4.3 - Emerging and Developing Economies Flashcards
Measures of development
- Human Development Index
- Inequality-adjusted Human Development Index
- Multidimensional Poverty Index
- Genuine Progress Indicator
Human Development Index
Measure of economic development calculated by the UN, based on health measured by life expectancy at birth, education measured by mean years of schooling and income measured by by real Gross National Income per capita
Advantages of Human Development Index
- Takes into account three key factors which are important for the development of a country
- Relatively easy to calculate because governments tend to collect the statistics used in the data
Disadvantages of Human Development Index
- Health takes no notice of the quality of life that people enjoy and education doesn’t take into account the quality and success of education
- No consideration for the equality of income
- Doesn’t include other factors which affect development, for example freedom from corruption or the environment
Inequality-adjusted Human Development Index
An adjustment of the Human Development Index which includes a fourth indicator of development inequality
Multidimensional Poverty Index
Measures the percentage of the population that is multidimensional poor, it uses data for health, education and standard of living but uses a broader range of indicators within these categories
Genuine Progress Indicator
Calculated from 26 different indicators grouped into three main categories, economic, environmental and social.
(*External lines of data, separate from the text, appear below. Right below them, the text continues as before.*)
PR #2956, opened 2018-09-13
Java Client API review cleanup

mikaelm12:
Hitting a couple of things from the API review here. Part of https://github.com/aspnet/SignalR/issues/2957

- ALL_CAPS Transfer Format enum
- Move HubConnection methods
- Make PingMessage a singleton
- Spotless clean up

### DIFF
--- a/clients/java/signalr/src/main/java/com/microsoft/aspnet/signalr/PingMessage.java
+++ b/clients/java/signalr/src/main/java/com/microsoft/aspnet/signalr/PingMessage.java
@@ -5,18 +5,13 @@ package com.microsoft.aspnet.signalr;
 
 class PingMessage extends HubMessage
 {
-    private static PingMessage instance;
+    private static PingMessage instance = new PingMessage();
 
     private PingMessage()
     {
     }
 
-    public static PingMessage getInstance() {
-        if (instance == null) {
-            instance = new PingMessage();
-        }
-        return instance;
-    }
+    public static PingMessage getInstance() {return instance;}
 
     @Override
     public HubMessageType getMessageType() {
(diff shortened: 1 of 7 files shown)


BrennanConroy:
LGTM

clients/java/signalr/src/main/java/com/microsoft/aspnet/signalr/PingMessage.java
```diff
@@ -3,12 +3,23 @@
...
+{
+    private static PingMessage instance;
 
-    int type = HubMessageType.PING.value;
+    private PingMessage()
+    {
+    }
+
+    public static PingMessage getInstance() {
+        if (instance == null) {
```
BrennanConroy: This doesn't need to be lazy-initialized

anurse: Yeah, skip the lazy-init and just initialize it in the field.

clients/java/signalr/src/main/java/com/microsoft/aspnet/signalr/PingMessage.java
```diff
@@ -3,12 +3,18 @@
...
+class PingMessage extends HubMessage
+{
+    private static PingMessage instance = new PingMessage();
 
-    int type = HubMessageType.PING.value;
+    private PingMessage()
+    {
+    }
+
+    public static PingMessage getInstance() {return instance;}
```
davidfowl: nit: formatting

mikaelm12: Do we always want a new line after a bracket? I'll add a spotless rule

BrennanConroy: I think it's more about the spaces here

mikaelm12: Yeah I get that, but it's easier to normalize and write rules for if we just put newlines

It aims to look at economic sustainability, to ensure development does not limit the amount produced and consumed in the future
Economic factors influencing growth and development
- Primary product dependency
- Volatility of commodity prices
- Savings gap
- Foreign currency gap
- Capital flight
- Demographic factors
- Debt
- Access to credit and banking
- Infrastructure
- Education/skills
- Absence of property rights
Primary product dependency
When a country relies heavily on the export of raw materials (primary products) such as agriculture, oil, minerals, and other natural resources, rather than manufacturing or services. Many developing countries face this issue, making their economies vulnerable to external factors
Prebisch Singer Hypothesis
The long run price of primary goods declines in proportion to manufactured goods, which means those dependent on primary exports will see a fall in their terms of trade
Dutch disease
When a country becomes a significant commodity producer in a short amount of time, causing an increase in demand for the currency (to enable people to buy the goods) which pushes its value up. This increases export prices and leads to a reduction in competitiveness of the economy, causing a fall in output in other areas
Savings gap
Developing countries have lower incomes and thus they save less. This means there is less money for banks to lend, reducing borrowing and thus reducing investment/consumption. A savings gap is the difference between actual savings and the level of savings needed to achieve a higher growth rate.
Harrod-Domar model
Savings provide the funds which are borrowed for investment purposes and that growth rates depend on the level of saving and the productivity of investment.
Foreign currency gap
When exports from a developing country are too low compared to imports which are needed to finance the purchase of investment or other goods from overseas, required for faster economic growth
Capital flight
When money and assets rapidly leave a country due to economic or political instability, reducing investment and weakening the economy. This can happen through legal means (such as investors moving funds abroad) or illegal means (such as tax evasion or money laundering)
Property rights
Where individuals are allowed to own and decide what happens to certain resources. A lack of rights mean that individuals and businesses cannot use the law to protect their assets, leading to reduced investment. They will be unwilling to buy machinery, build factories or establish brands.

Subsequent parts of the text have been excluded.